Exercise prompt:
An exact copy of every record is the required answer.

Exercise material:
PR #2386, opened 2024-08-07
skip over "queries" blocks when processing database-level metadata items

asg017:
Before metadata that looked like:

```yaml
databases:
  legislators:
    tables:
      offices:
        summary: office address or sumtin
    queries:
      millenntial_represetatives:
        summary: Social media accounts for current legislators

```

Would error with:

image

That's because when processing `databases.legislators` items, we skip over `tables` but not `queries`. We "skip" them because we processing them separately as "table-level" metadata items. 

Don't merge yet, want to test this more. Shouldn't we also have a block to process `queries` separately too? 

----
📚 Documentation preview 📚: https://datasette--2386.org.readthedocs.build/en/2386/

### DIFF
--- a/datasette/app.py
+++ b/datasette/app.py
@@ -454,7 +454,7 @@ class Datasette:
         # step 2: database-level metadata
         for dbname, db in self._metadata_local.get("databases", {}).items():
             for key, value in db.items():
-                if key == "tables":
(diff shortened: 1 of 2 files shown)


simonw:
We need a test for this. Do we need to do anything else before we land it?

Solution for this exercise:
PR #2386, opened 2024-08-07
skip over "queries" blocks when processing database-level metadata items

asg017:
Before metadata that looked like:

```yaml
databases:
  legislators:
    tables:
      offices:
        summary: office address or sumtin
    queries:
      millenntial_represetatives:
        summary: Social media accounts for current legislators

```

Would error with:

image

That's because when processing `databases.legislators` items, we skip over `tables` but not `queries`. We "skip" them because we processing them separately as "table-level" metadata items. 

Don't merge yet, want to test this more. Shouldn't we also have a block to process `queries` separately too? 

----
📚 Documentation preview 📚: https://datasette--2386.org.readthedocs.build/en/2386/

### DIFF
--- a/datasette/app.py
+++ b/datasette/app.py
@@ -454,7 +454,7 @@ class Datasette:
         # step 2: database-level metadata
         for dbname, db in self._metadata_local.get("databases", {}).items():
             for key, value in db.items():
-                if key == "tables":
(diff shortened: 1 of 2 files shown)


simonw:
We need a test for this. Do we need to do anything else before we land it?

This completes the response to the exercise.